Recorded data
····················
PR #7085, opened 2025-09-03
Revert "[HUD] Add GitHub Actions runners monitoring dashboard"

ZainRizvi:
Reverts pytorch/test-infra#7082

HUD is broken. Reverting just in case this was the culprit


ZainRizvi:
Aborting the revert. This seems to be a clickhouse outage

PR #7087, opened 2025-09-03
tools: Add exclude patterns for viablestrict

seemethere:
Adds the ability to specify patterns that we should skip when doing our evaluation of viable strict.

### DIFF
--- a/.github/actions/update-viablestrict/action.yml
+++ b/.github/actions/update-viablestrict/action.yml
@@ -21,6 +21,12 @@ inputs:
       considered stable
     required: true
     type: string
+  exclude-checks:
+    description: |
+      The list of jobs to exclude from consideration when determining if a
+      commit is green
+    required: false
+    type: string
   secret-bot-token:
     description: The token to use to push to the stable protected branch
     required: true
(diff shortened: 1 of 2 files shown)


jeanschmidt (approved):

.github/actions/update-viablestrict/action.yml
```diff
@@ -21,6 +21,12 @@ inputs:
       considered stable
     required: true
     type: string
+  exclude-checks:
```
huydhn, line 24: This should be default to an empty string to safely roll out this change, then we can just use `--exclude-checks "${{ inputs.requires }}"` and update the script logic to handle empty string

clee2000:
isn't the include list a regex? Why not use a regex pattern that excludes the rocm manywheel jobs?

seemethere:
> isn't the include list a regex? Why not use a regex pattern that excludes the rocm manywheel jobs?

This is also true, perhaps this is unnecessary, unsure of how I'd test that it does the negative case though.

clee2000:
> > isn't the include list a regex? Why not use a regex pattern that excludes the rocm manywheel jobs?
> 
> This is also true, perhaps this is unnecessary, unsure of how I'd test that it does the negative case though.

I would just run the script with the new regex pattern and see what it returns

PR #7089, opened 2025-09-03
regression_db

yangw-dev:
* (to be filled)

### DIFF
--- a/clickhouse_db_schema/benchmark_regression_summary_report/schema.sql
+++ b/clickhouse_db_schema/benchmark_regression_summary_report/schema.sql
@@ -1,0 +1,28 @@
+CREATE TABLE benchmark.benchmark_regression_report
+(
+    `id` UUID DEFAULT generateUUIDv4(),
+    `report_id` String, -- unique id for the report config
+    `created_at` DateTime64(0, 'UTC') DEFAULT now(),
+    `last_record_ts` DateTime64(0, 'UTC'),
+    `last_record_commit` String,
+    `type` String, -- e.g. 'daily','weekly'
+    `status` String, -- e.g. 'no_regression',"regression",'failure'
+    `regression_count` UInt32 DEFAULT 0,
+    `insufficient_data_count` UInt32 DEFAULT 0,
+    `total_count` UInt32 DEFAULT 0,
+    `report` String DEFAULT '{}'
+)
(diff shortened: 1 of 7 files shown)


clickhouse_db_schema/benchmark_regression_summary_report/schema.sql
```diff
@@ -0,0 +1,28 @@
+CREATE TABLE benchmark.benchmark_regression_report
+(
+    `id` UUID DEFAULT generateUUIDv4(),
```
huydhn, line 3: Should there be a repo field here to know where the report is coming from? It's ok to not include it if it's only a pytorch/pytorch thing.  In that case, we can call the table `pytorch_benchmark_regression_report` to reserve the generic name `benchmark_regression_report` for future usage?

clickhouse_db_schema/benchmark_regression_summary_report/schema.sql
```diff
@@ -0,0 +1,28 @@
...
+    `report_id` String, -- unique id for the report config
+    `created_at` DateTime64(0, 'UTC') DEFAULT now(),
+    `last_record_ts` DateTime64(0, 'UTC'),
+    `last_record_commit` String,
+    `type` String, -- e.g. 'daily','weekly'
+    `status` String, -- e.g. 'no_regression',"regression",'failure'
+    `regression_count` UInt32 DEFAULT 0,
+    `insufficient_data_count` UInt32 DEFAULT 0,
+    `total_count` UInt32 DEFAULT 0,
+    `report` String DEFAULT '{}'
```
huydhn, line 15: Till date, I still haven't been able to answer with confidence that CH supports JSON or not, but I guess we can use `JSONExtract` functions here to get things from the report if needed

yangw-dev: i think this report is mainly for more details

clickhouse_db_schema/benchmark_regression_summary_report/schema.sql
yangw-dev: i think we can, but  i don't think this is an useful field since we probably don't filtered it using repo that much, all we care is the config_id to fetch it, but let's add this in case

huydhn (approved):

PR #7092, opened 2025-09-03
Add lambda to fetch data from api and add conifguration data model

yangw-dev:
* #7112
* #7096
* #7095
* #7094
* __->__ #7092

setup base for notification pipeline.
add config to provide guidance for each pipepline how to process data and generate benchmark regression report


aws/lambda/benchmark_regression_summary_report/lambda_function.py
```diff
@@ -0,0 +1,467 @@
...
+        data_range = config.policy.range
+        latest_s = end_time - data_range.comparison_timedelta()
+        latest_e = end_time
+        latest_data = self._fetch_from_benchmark_ts_api(
+            config_id=config.id,
+            start_time=latest_s,
+            end_time=latest_e,
+            source=config.source,
+        )
+        logger.info(
```
huydhn, line 150: Nit: It's a bit weird to see `log_info` isn't used here, i.e. `log_info(f"found {leng()} # of data, with time range {time_range}")`

aws/lambda/benchmark_regression_summary_report/lambda_function.py
```diff
@@ -0,0 +1,467 @@
...
+    """
+
+    args = parse_args()
+
+    logger.info("args: %s", args)
+
+    # update environment variables for input parameters
+
+    # always run in dry-run mode in local environment, unless it's disabled.
+    is_dry_run = not args.not_dry_run
```
huydhn: Um, I guess you want people to use dry-run by default, but double negative is a bit hard to parse.  I think it's ok to use `--dry-run` instead of `--not-dry-run` (look unconventional).  You have `dry-run` set to true here in `local_run` anyway

aws/lambda/benchmark_regression_summary_report/lambda_function.py
```diff
@@ -0,0 +1,467 @@
...
+
+        end_utc = (
+            end_time if end_time.tzinfo else end_time.replace(tzinfo=dt.timezone.utc)
+        )
+        end_utc = end_utc.astimezone(dt.timezone.utc)
+        cutoff = end_time - freq_delta
+        return latest_record_ts < cutoff
+
+
+class WorkerPoolHandler:
```
huydhn: It's unusual to see a ThreadPool in lambda code because you could already invoke multiple instances of the lambda to handle incoming events which is the usual approach.  I can see that you use ThreadPool to potentially handle multiple benchmark regression config here, so why not make the config id, i.e. `compiler_regression` a parameter to the lambda?  Then you will be able to simplify the code without a ThreadPool as it only needs to handle one config id.  Invoking the lambda with different config ids already serve as a form of concurrency.

On the other hand, if querying ClickHouse is slow (IO-bound), you could try https://docs.python.org/3/library/asyncio.html although I suspect `clickhouse_connect` needs to use this already for us to see the gain

aws/lambda/benchmark_regression_summary_report/lambda_function.py
```diff
@@ -0,0 +1,467 @@
...
+        f: Frequency,
+    ) -> bool:
+        def _get_latest_record_ts(
+            cc: clickhouse_connect.driver.Client,
+            config_id: str,
+        ) -> Optional[dt.datetime]:
+            table = BENCHMARK_REGRESSION_REPORT_TABLE
+            res = cc.query(
+                f"""
+                SELECT max(last_record_ts)
```
huydhn: Should we convert this timestamp to epoch and use epoch consistently throughout the codebase?  As I can see several benefits:

1. Simple epoch integer when using function like max
2. Easy to compute the start and end time difference without the need to use things like TimeDelta
3. Timezone gives me headache

We can convert epoch timestamp back to regular timestamp when generating the report.

aws/lambda/benchmark_regression_summary_report/common/config.py
```diff
@@ -0,0 +1,94 @@
...
+        type="benchmark_time_series_api",
+        # currently we only detect the regression for h100 with dtype bfloat16, and mode inference
+        # we can extend this to other devices, dtypes and mode in the future
+        api_endpoint_params_template="""
+                {
+                  "name": "compiler_precompute",
+                  "query_params": {
+                    "commits": [],
+                    "compilers": [],
+                    "arch": "h100",
```
huydhn, line 33: It's ok to fix `arch`, `device`, and `dtype` here.  But let's have a plan in mind to make them configurable too (I see your same comment above +1)

aws/lambda/benchmark_regression_summary_report/common/config.py
```diff
@@ -0,0 +1,94 @@
...
+    BenchmarkRegressionConfigBook,
+    DayRangeWindow,
+    Frequency,
+    Policy,
+    RangeConfig,
+    RegressionPolicy,
+)
+
+
+# Compiler benchmark regression config
```
huydhn, line 13: We should have a plan to move the configurations out of the lambda to either a GH issue or a file like https://github.com/pytorch/test-infra/blob/generated-stats/stats/test-times.json so that their owner can update them.  The pain of having this here is that we need to do a Terraform deployment to rollout the change, which will always put the burden on our end to review, merge, and deploy the changes

aws/lambda/benchmark_regression_summary_report/common/config_model.py
```diff
@@ -0,0 +1,194 @@
...
+
+        if self.condition == "less_than":
+            # value must be strictly less than target
+            return value >= target
+
+        if self.condition == "less_equal":
+            # value must be less or equal to target
+            return value > target
+
+        if self.condition == "equal_to":
```
huydhn, line 161: lol, let's bundle PyTorch into the lambda and use https://docs.pytorch.org/docs/stable/generated/torch.allclose.html here (I'm joking)

aws/lambda/benchmark_regression_summary_report/common/config.py
huydhn: Thinking more about this, a quick solution would be to keep the `BenchmarkConfig` as a string, then we can keep it as an environment variable for the lambda, i.e. `env.COMPILER_BENCHMARK_CONFIG`.  It can be updated without a lambda deployment, and we can then find a home for it later one.

Is there a way to save and load `BenchmarkConfig` class to a text file?

yangw-dev: this is just temporary,
one simple way is for each lambda, just read straight  from the target repo file from latest commit
we can improve this next step


so instead directly read from here, we can get this from github repo with latest update everytime we pull this

aws/lambda/benchmark_regression_summary_report/lambda_function.py
yangw-dev: each of those are scheduled event, in your approach, that means we need to let the infra handle the fan out each time, we can do that,

 but i'm curious when a new team needs to set a notification, we need to manually add that to the fanout list in terraform, i hope we can just set that up automatically for lambda, but need to sync with jean to see if it's ok we don't upload the whole things to terraform

aws/lambda/benchmark_regression_summary_report/lambda_function.py
yangw-dev: i think that works, 
previous i found it's painful to logging (convert back to timestamp)

aws/lambda/benchmark_regression_summary_report/common/config_model.py
yangw-dev: hahaha

aws/lambda/benchmark_regression_summary_report/lambda_function.py
yangw-dev: added --dry-run and --no-dry-run
so people need to type specifically

aws/lambda/benchmark_regression_summary_report/lambda_function.py
huydhn: Hmm, I'm not clear what the fanout list here is about (nor the Terraform part).  Looking at some information in the design doc https://fburl.com/gdoc/rusd2z8g, my assumption is that this lambda will be called periodically like a normal API.  The caller could be anything like a curl command or a schedule GitHub jobs.  In my thought process, when a new notification is needed, the new team needs to:

1. Create a new notification config on their repo
2. Be responsible to periodically call this lambda to generate the report themselves. To achieve this, they will need to provide information like (1) the repo name, (2) the path to the config on their repo, and (3) the config id

So, I have 2 follow-up questions here:

1. Where are the notification events scheduled? or in another word, what are the triggers of the lambda?  Knowing this information would explain how you plan to used this
2. Why do we need to be responsible to run the lambda on behalf of the owners?  The owners should be able to start and stop sending their notifications at will.  Different owners also have different schedules (hourly, daily, weekly), so it's best to leave the when-to-run logic to them.  And this also makes our lives easier because we don't need to maintain that part.

PR #7096, opened 2025-09-04
add github notification

yangw-dev:
* #7112
* __->__ #7096
* #7095

# Add github notification settings
currently we only create github comment if and only a regression status is detected.
later we can add if we want to add suspicious too,

## Prerequest
currently user must:
1. create a github issue first, and put it in the Policy section to make this work
2. Each issue should be associated with a butterfly rule to link to internal workplace/ oncall emails

## later improvement
as you see, currently if a regression does not resolved, it will send notification to github everyday.
since we have those report in db, we can later do exponential notification based on previous report status


huydhn (approved):
Stamp to unblock

PR #7098, opened 2025-09-04
Add capabilities=all when launching cuda container

atalman:
Fixes https://github.com/pytorch/torchcodec/issues/863

Test:
```
find . -iname libnvcuvid.so*
./usr/lib64/libnvcuvid.so.1
./usr/lib64/libnvcuvid.so.550.127.05
```

### DIFF
--- a/.github/workflows/build_wheels_linux.yml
····················
• ASSIGNMENT: If a line of the data holds the string "because", count it. Then state the total and nothing more.

• RESULT: 2